#### Task
Your answer should consist of the lines in the data below that contain "work".

Items from a dataset
PR #1322, opened 2016-12-09
Simple console example, right now does not work/log anything

PragTob:
Maybe the recent rubocop fixes broke it (as it's a whole it is
dangerously untested) and in general it needs some love as it uses
a constant to share data and also the updating isn't the nicest.

What doesn't work yet: the messages don't seem to show up in the log anymore :(

### DIFF
--- a/samples/simple_console.rb
+++ b/samples/simple_console.rb
@@ -3,7 +3,7 @@ Shoes.app do
 
   flow do
     %w(info debug warn error).each do |type|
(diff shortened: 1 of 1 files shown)


jasonrclark:
RUBOCOP!!!! 😏

PragTob:
Arghs grrr.. grml. 

> Prefer to_s over string interpolation.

#### Exercise output
Simple console example, right now does not work/log anything
What doesn't work yet: the messages don't seem to show up in the log anymore :(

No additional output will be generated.